Comparison with Long et al. 2012 [23] (red) and Spiering et al. 2011 [58] (blue) and present study (green) collision induced absorption coefficients for air (ϱ_O2 = 0.21, (ϱ_N2 = 0.79). One amagat (am) is the density of gas at 101325 Pa and 273.15 K.

Figure 9

[top left] Selected atmospheric TCCON spectra used to validate results from July 18^th, 2012 at solar zenith angles of 21° (brown) and 82° (blue). [top right] Residuals from prior work (ABSCO 4.2 in red) and present study (PS black) across the A-band, the 21° solar zenith angle residuals are offset and scaled by the background radiance ratio (40%) for clarity. Expanded views of residuals in P-branch maximum and R-branch band-head regions are given at solar zenith angle 21° [bottom left] and 82° [bottom right]. The bottom panels depict residuals from prior work (ABSCO 4.2 in red), a rejected analysis incorporating all of the line-mixing parameters from theory (PS (full LM) blue), the analysis presented in this work (PS - black).

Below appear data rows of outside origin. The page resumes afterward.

Issue #829, opened 2026-09-02
Tab strip: hover, multi-row, activity marks and the third colour state — what was left out of #815/#825/#826, and why


diazoxide:
Follow-on work for the tab strip, from the session that shipped #815 / #825 / #826. Three
things were deliberately left out, and two findings will be re-litigated by whoever picks
this up unless they are written down. Everything below was measured on **tmux 3.7c and the
3.2 floor** (`~/.local/share/charter-testing/tmux-3.2`), with a real client on a real pty.

The operator's own words for the whole piece of work were:

> *"now we are showing plain text, no colors, no hover effect, no active tab/session color,
> `+` button not working for creating new session, when workspaces are more we are showing
> `+N` now in tabs — but user can't click and see other workspaces, we don't have any
> separator borders. All together we need to have one intuitive and harmonic design."*

Five of those six are answered by #815 (block on the active tab, rules-gated separators,
clickable `+N`), #825 (the `+` makes a chat) and #826 (a keyboard route). **Hover is the
sixth and is the first item below.**

---

## 1. Hover — a measurement, with the product call left open

**Not a decision. The operator has not ruled and this issue does not rule for them.**

Every mechanism claim holds. Measured with three panes — a `cat` harness asking for nothing,
a "bar" pane asking `1006,1003`, and a second panel asking `1006,1000` — reports injected
into the client's pty, **identical on 3.2 and 3.7c**:

| gesture | bar (1003) | other panel (1000) |
|---|---|---|
| motion over the bar | `\x1b[<35;6;1M` | — |
| motion over the other panel | — | — |
| motion over the harness | — | — |
| press over the bar | `\x1b[<0;6;1M` | — |
| wheel over the bar | `\x1b[<64;6;1M` | — |

So: **1003 is delivered to a pane that is not active; it cannot poison the harness; it does
not wake other panels; and it does not cost the pane its clicks or its wheel.** What tmux
asks the outer terminal for, with its own mouse on: `?1003h ?1006h` on 3.2, and
`?1000h ?1002h ?1003h ?1006h` on 3.7c — so the pane's own 1003 is what propagates. With
tmux's mouse **off** it asks for nothing at all, so hover needs `[frame] mouse = true`
exactly as clicks do.

### The blocker: there is no pointer-LEAVE signal

When the pointer leaves the bar, the next report goes to whichever pane it entered, and
that pane is not the bar. Measured: motion over the harness reaches nobody, and motion over
[...]

PR #840, opened 2026-09-03
A tab strip grows a row when its tabs overflow, and gives it back when they fit (#829)

diazoxide:
Closes item **2** of #829.

> *"panes are resizable — and user can resize and it should show more tabs opened on new resized rows."*

On this plane's own fifteen workspaces, rung 1 needs **274 columns**. At 160 the strip drew seven names and counted the rest; at 120, five. Widening the terminal bought nothing, because the pane was one row and stayed one row.

```
before, 160 columns
  workspaces   authority-audit   autonomy   charter-update-skill   default   fleet  *harness-wrapper   news-dispatch-guard   opencode-integration  +7

after, 160 columns
  workspaces   authority-audit   autonomy   charter-update-skill   default   fleet  *harness-wrapper   news-dispatch-guard   opencode-integration
               plane-shape   relations-and-delegations   showcase   statusline-improvements   todos   tracking-github-issues   user-reporting
```

## The shape

A panel cannot make its own pane taller, so this is a **launcher size** and not a renderer setting:

* `slots.bar_rows_wanted(fid, slot, *, pane_cols, cap)` — how many rows the names need. It **asks the renderer**: it composes the strip at 1, 2, 3 rows and stops at the first height that holds every name, so the sizer and the renderer cannot come apart the way #500 shipped twice one pane over. Measured over every mark × every width × two caps: the pane is **never** sized taller than the strip fills.
* `layout.slot_sizes(..., bar_rows=...)` → `layout._grown` — spends the harness's **surplus** (`harness_rows` of the ungrown map minus `HARNESS_MIN_ROWS`), a row at a time in split order so two strips share a short budget. `repos` is not what pays: `_DROP_ORDER` gives the bars up before it.
* `layout.BAR_MAX_ROWS = 3` — measured through the same cut: these fifteen need 2 rows at 160, 3 at 120, 4 at 100, 6 at 80.
* `layout.pane_cols(order, slot, *, window_cols)` — `repos_cols` generalised, so a strip split after `right` is measured at its own pane's width (#500, one slot over). `repos_cols` delegates to it.
* `commands_frame._slot_sizes` gains `order` and `window_cols`; all three call sites (both launches, `_relayout`, `_reassert_sizes`) already had them.

**It grows only when the tabs overflow.** A fixed two-row launch would cost a row off the harness on every plane that places a bar whether or not the names overflow — a cost everyone pays for a case only some hit, and rows against the harness are what #740 settled once already.

## Clicks

`slots.TABS` was keyed by COLUMN. On a two-row strip that does not degrade to answering nothing — it answers the row above about a click on the row below, which is `EVENT_KINDS`' *fires wrongly*. The map is `(row, col)` now, **with no default row**: a caller that forgot which row it is asking about is a `TypeError`, not a switch to the wrong tab.

Rows are cut the way the single row always was: `_cuts` gives the page boundaries, pages are grouped into runs of `rows`, and the strip draws the run holding the mark. A run is a function of the names, the width and the row count alone, so pressing a drawn tab redraws the same run with only the `*` moved (pinned at 1/2/3 rows × 5 widths × every drawn name).

**At `rows=1` the renderer is byte-identical to `main`** — differentially checked over 7 name lists × every `here` × both note settings × widths 0–299, rows and click map together.

## The 3.2 floor, measured rather than assumed

* The launch is **not gated**: `split-window -l 3` is version-free, so a strip is born at the height its names need on 3.2 as on 3.7c.
* `_install_resize_hook` issues **no command at all** below `RESIZE_HOOK_FLOOR` — confirmed on `~/.local/share/charter-testing/tmux-3.2`, where `set-hook -w window-resized …` answers `invalid option: window-resized`, rc 1.
* Driving `_reassert_sizes` against a real 3.2 server gives `{top: 1, workspaces: 3, bottom: 1, repos: 6}`, harness 25 — **byte for byte what 3.7c does**. So the floor loses only the automatic trigger; `charter frame-resize`, which `tmuxctl.below_resize_hook_message` already names, re-sizes the strip there.

## Tests

* `tests/test_a_tab_strip_grows_a_row_when_its_tabs_overflow.py` — 40 cases: the want, the growth budget, the harness floor, the ceiling, the pad, the ASCII property at every width × every row count, and the run-stability property.
* `tests/test_a_real_resize_gives_a_real_strip_another_row.py` — 5 cases on a **real tmux server**, including a real `charter panel workspaces` process redrawing into a row it did not have. Without `ctx.height` that case fails with the `+7` still on screen in a two-row pane.

## Two things the issue got slightly wrong

* The constant is `tmuxctl.below_resize_hook_message`, not `below_resize_floor_message`.
* `chats`/`workspaces` are **not** in `layout.SLOT_SIZE` — `_PLACED` filters on `c.id in SLOT_OF` — so `layout` derives no geometry for them at all; their height comes from the committed arrangement (#687). The effect is what the issue says; the mechanism is the arrangement echo, and it is why a bar has to be *placed* for any of this to be about it.

https://claude.ai/code/session_016VxfcoaaCZBq3rTNeb6e2R

### DIFF
--- a/charter/commands_frame.py
+++ b/charter/commands_frame.py
@@ -2091,6 +2091,23 @@ def _slot_sizes(fid: str, slots: list[str], *, window_rows: int, pane_cols: int,
     for `layout.repos_rows`' reason about *pinned_rows*: a policy applied at both ends is a
     bound one end cannot make observable.
 
+    **Every slot is asked, and there is deliberately no `slot in BARS` filter in front of
+    it.** There was one, and the deletion sweep reported dropping it as a survivor — the
+    two spellings of "a slot that draws no strip wants nothing" cannot both be observable,
+    and the one that stays is the one that DOES the answering. `bar_rows_wanted` answers
+    `1` for a name it has no strip for; no slot can ever be sized below one cell
+    (`component.cells` refuses it and `layout.repos_rows` floors the table at
+    `SLOT_SIZE["repos"]`), so a want of `1` is at or under every slot's own height and
+    `layout._grown` grows nothing for it. Measured over 3,648 sizings — four pin
+    configurations, three split orders, thirty-eight window heights and eight widths —
+    filtered and unfiltered answer the identical map every time, and an unfiltered
+    comprehension asks about `top`, `bottom`, `repos` and `right` exactly once each and is
+    told `1` for all four.
+
+    Deleting it is also what makes that answer REACHED: the refusal in `bar_rows_wanted` is
+    a production path now rather than a defensive line, and
+    `tests/test_a_tab_strip_grows_a_row_when_its_tabs_overflow` asks it directly.
+
     *order* is the split ORDER, which is not always *slots* — `_relayout` re-splits a
     permutation of the recorded panes and it is that permutation which decides how wide a
     pane ends up (#500). It is what the strips' own widths are derived from
@@ -2109,7 +2126,7 @@ def _slot_sizes(fid: str, slots: list[str], *, window_rows: int, pane_cols: int,
         bar_rows={slot: frame_slots.bar_rows_wanted(
             fid, slot, cap=layout.BAR_MAX_ROWS,
             pane_cols=layout.pane_cols(order, slot, window_cols=window_cols))
-            for slot in slots if slot in frame_slots.BARS})
+            for slot in slots})
 
 
 def _launch_sizes(fid: str, slots: list[str], *,
--- a/charter/commands_frame.py
+++ b/charter/commands_frame.py
@@ -2049,8 +2049,8 @@ def _spawn_gather(fid: str, ws: str) -> None:
         return
 
 
-def _slot_sizes(fid: str, slots: list[str], *,
-                window_rows: int, pane_cols: int) -> dict[str, int]:
+def _slot_sizes(fid: str, slots: list[str], *, window_rows: int, pane_cols: int,
+                order: list[str], window_cols: int) -> dict[str, int]:
     """`layout.slot_sizes` for a frame that has a plane behind it — the only place in
     charter where a committed arrangement becomes a pane height.
 
@@ -2082,11 +2082,34 @@ def _slot_sizes(fid: str, slots: list[str], *,
     the frame did not have, and `_reassert_sizes` on every `window-resized`. They differ
     only in how the table pane's width is arrived at, which is why that arrives here as
     *pane_cols* already measured rather than as a window to measure.
+
+    **A tab strip is a third such fact and it arrives the same way** (#829). How many rows
+    a strip needs is a function of the names this plane has — `chats.roster`,
+    `switch.workspaces` — so it is a plane read, which is what this function is the
+    boundary for, and `frame_slots.bar_rows_wanted` is the one place it is made. The
+    ceiling on it is `layout.BAR_MAX_ROWS`, carried down from here rather than read there,
+    for `layout.repos_rows`' reason about *pinned_rows*: a policy applied at both ends is a
+    bound one end cannot make observable.
+
+    *order* is the split ORDER, which is not always *slots* — `_relayout` re-splits a
+    permutation of the recorded panes and it is that permutation which decides how wide a
+    pane ends up (#500). It is what the strips' own widths are derived from
+    (`layout.pane_cols`), the same list the caller already hands `layout.repos_cols` for
+    the table's, and it is a separate argument rather than *slots* reused precisely because
+    those two lists differ on one of the three paths.
+
+    Nothing extra is read for a frame that places no bar, which is charter's own and very
+    nearly everyone's: the comprehension below is empty and `layout.slot_sizes` is handed
+    an empty map it does not spend.
     """
     return layout.slot_sizes(
         slots, window_rows=window_rows,
         content_rows=frame_slots.repos_rows_wanted(fid, pane_cols=pane_cols),
-        pinned_rows=layout.pinned_repo_rows())
+        pinned_rows=layout.pinned_repo_rows(),
+        bar_rows={slot: frame_slots.bar_rows_wanted(
+            fid, slot, cap=layout.BAR_MAX_ROWS,
+            pane_cols=layout.pane_cols(order, slot, window_cols=window_cols))
+            for slot in slots if slot in frame_slots.BARS})
 
 
 def _launch_sizes(fid: str, slots: list[str], *,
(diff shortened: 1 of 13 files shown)


diazoxide:
Filed the `test_claims` collision this branch hit as #842 rather than patching the matcher here — `_REDACT_VERB` carries `strip` and `_UNIVERSAL` carries `each`, so "each tab strip" reads as a redaction promise. The last commit rewords the one sentence; the matcher is #842's.

diazoxide:
## The sweep's verdict, answered

`no verdict: 1 survivor so far, 5 not measured; 39 of 48 measured, 9 out of time` — three findings, three different answers. Rebased onto `5bc12f7` first.

### 1. The survivor is **deleted**, not pinned

`slots.bar_rows_wanted` had an early `return rows` the moment the click map held every name, sitting beside the line that records the tallest height the strip fills. Dropping it survived because **the two answer the same number, always**:

* a run holds every name exactly when the cut has no more pages than the strip has rows;
* at that height the run *is* the whole list, so the strip fills every row it was given and the remaining line records it;
* a greater height cannot beat it — there are no more pages to draw, so the strip draws fewer rows than it is offered and that height is not recorded.

Measured rather than argued: **406,000 inputs** (32 name lists, every mark, every width 0–300, five ceilings) — zero differences. An equivalent mutant and dead code are the same finding, so it is gone, and the reasoning is in the docstring where the next reader will meet it.

### 2. All five unmeasured are **non-termination** — caught, not unpinned

Every one is `layout._grown`'s `while budget > 0 and any(n > 0 for n in short.values())`. Each mutation leaves a loop whose body cannot change its own condition. Reproduced, with the state that hangs each:

| mutation | hangs on |
|---|---|
| drop `any(…)` | nothing wants to grow; a want equal to the size; one strip wants two rows; a want below the size |
| drop `budget > 0` | both want, budget is short |
| `budget > 0` → `budget >= 0` | both want, budget is short |
| `n > 0` → `n >= 0` | a want equal to the size; one strip wants two rows |
| `any` → `all` | nothing wants to grow (`all([])` is vacuously true) |

The original terminates on all five. This is the #837 shape, where the right answer was to say so rather than bound the loop — bounding turns a caught mutant into a silent survivor.

**That is not what has been done here.** The deal is counted off the budget itself: one round hands out at least one row while demand and budget remain, so `range(budget)` is more rounds than the deal can ever need. The bound is *data*, not a guard:

* `range(budget - 1)` under-deals → **1 failure**
* dropping `short[slot] > 0` → **40 failures**
* dropping `budget > 0` → **4 failures**
* no mutation of the block can hang

Equivalence to the `while` proven over **1,593,480 inputs**.

### 3. The nine out of time follow from those five

Each hanging mutant burned a full per-mutation timeout; `Sweep shard 1 of 2` was cancelled at its report deadline. Removing them is most of the fix. The surface is smaller too — **48 mutations → 32**:

* the equivalent early return, gone;
* the four single-row rungs restored to the lines they have on `main`, behind a `row` wrapper, so they are no longer charged to this diff;
* the per-row composition flattened from six conditional expressions to two statements about the run (the leading count belongs to the first row and the trailing one to the last, which is a fact about the *run*, not a test to re-ask per row);
* one local no longer spelled `strip`, which `tools/sweep.py`'s `swap-synonym` reads as the string method — the same word collision as #842.

### What is left is not this branch's to fix — #843

`tests/test_frame_tmux_integration` is **27.6 s** and is **82% of the cost** of a frame-area selection; it appears in **651 of the selection map's 16,545 entries**. Against `SECONDS_A_MUTATION = 60` the real cost measured here was ~120 s. #843 has the numbers and proposes #841's fix (hold the server rather than rebuilding it) applied to that module — which would also take 27 s off every `unittest discover` on every Python in the matrix.

`SHARD_BUDGET`/`timeout-minutes` headroom deliberately left alone.

diazoxide:
## `3 survivors` — one deleted, two pinned

First, the part of the previous round that worked: the verdict went from

```
no verdict: 1 survivor so far, 5 not measured; 39 of 48 measured, 9 out of time
```

to a plain `3 survivors` — **both shards completed and every mutation was measured**. Removing the five non-terminating mutants and cutting 48 → 32 was the whole of that.

### Ruled out first: the multi-row path is exercised

Two of the three were `collapse-ifexp` on a multi-row conditional, which would be a much bigger finding if `r == 0` were always true. It is not. Instrumenting `slots._compose` across the six bar modules (263 tests):

```
lines RETURNED: {0: 5539, 1: 38829, 2: 29922, 3: 9547, 4: 2602, 5: 2531,
                 6: 3466, 7: 667, 8: 606, 9: 605, 10: 76, 11: 531, 12: 536,
                 13: 927, 14: 868}
```

29,922 compositions return two rows and 9,547 return three, so `under` is reached tens of thousands of times. Both survivors are missing *properties*, not a missing path.

### 1. `commands_frame.py:2112` `slot in frame_slots.BARS` — **deleted**

It and `bar_rows_wanted`'s `entry is None` refusal are two spellings of one rule, and only one can be observable. The one that stays is the one that *does the answering*: `bar_rows_wanted` answers `1` for a name it has no strip for, and no slot can ever be sized below one cell (`component.cells` refuses it; `layout.repos_rows` floors the table at `SLOT_SIZE["repos"]`), so a want of `1` is at or under every slot's own height and `_grown` spends nothing on it.

Measured over **3,648 sizings** — four pin configurations, three split orders, thirty-eight window heights, eight widths — filtered and unfiltered answer the identical map every time, and an unfiltered comprehension asks about `top`, `bottom`, `repos` and `right` exactly once each and is told `1` for all four. Re-adding the filter now changes no test.

Deleting it also promotes the refusal from a defensive line to a production path.

### 2. `slots.py:3844` `lead if r == 0 else under` — **pinned**

`under` is `" " * tui.width(lead)`, so the heading and its blank are the **same width by construction**. Every column assertion in the suite is unmoved by drawing one in place of the other; only the text tells them apart, and nothing read the text. The property — *the heading names the strip once* — is a case now, and it kills the mutation **in both directions** (3 failures each way).

### 3. `slots.py:3948` `note if not leading and not trailing else ""` — **pinned**

Collapsing it does two things, and the second is the dangerous one:

* the affordance rides a run that starts mid-list, so `+11 … +` share a strip;
* `afters[-1]` is `trailing or tail`, so when a trailing count exists the *text* is unchanged — but `add = _span(bottom, ends[bottom], tail)` now claims the cell the `+N` is drawn in. `_bar_events` asks `switch_to`, then `add_at` — so a click asking to **see** the other chats would **make** one, and the row looks identical either way. That is `EVENT_KINDS`' *fires wrongly*.

Two cases: the named run at 120 columns with the mark on the third page, and a sweep over every width × row count × three marks asserting no cell answers `more_at` and `add_at` together. **301 failures** under the mutation, 1 the other way.

### The wrapper caution

Checked: `row`'s `[(before, body, drawn)] if body else []` is killed in both directions (51 failures one way, 16 failures + 43 errors the other), so the wrapper made nothing vacuous.

Nothing was bounded or simplified to make a survivor go away. **31 mutations now, from 48.**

Spectral radiances are in photons/s/m²/sr/cm⁻¹, but with arbitrary scaling.

Figure 10

(top) R-branch portion of FTS data scan with pathlength 52.00(5) m, sample pressure 106 kPa (794 Torr) pure O₂ and cell temperature −66.35°C. (middle) Residuals following LBL optimization with full LM (scaled by 1/2) included. (lower) Residuals following LBL optimization with odd ΔJ LM removed (sub-branch mixing only).

Figure 11

Least squares fitted and fixed values in the LBL for oxygen A-band. (a) position differences (this work - HITRAN2012) [blue], uncertainties in positions [purple], shaded box indicates CRDS accuracy, the FTS accuracy encompasses the chart (b) intensity values at 296 K [green] and ratios to HITRAN2012 [blue] (c) nitrogen broadened halfwidth coefficients, this work [green], (derived from) HITRAN2012 [blue] (d) oxygen broadened halfwidth coefficients, this work [green], HITRAN2012 [blue] (e) nitrogen pressure shift coefficients, this work [green], Long et al. [14] [blue] (f) oxygen pressure shift coefficients, this work [green], Long et al. [14] [blue].

Figure 12

Least squares fitted and fixed values in the LBL for oxygen A-band. (a) nitrogen broadening temperature exponents, this work [green], Brown and Plymate [21] [blue] (b) oxygen broadening temperature exponents [green], Brown and Plymate [21] [blue] (c) linear temperature dependences of the nitrogen pressure shift (d) linear temperature dependences of the oxygen pressure shift (e) speed dependence values (f) dispersion coefficients for air broadening compared with values obtained from Ref. [22] and calculated from data in Refs. [12, 13].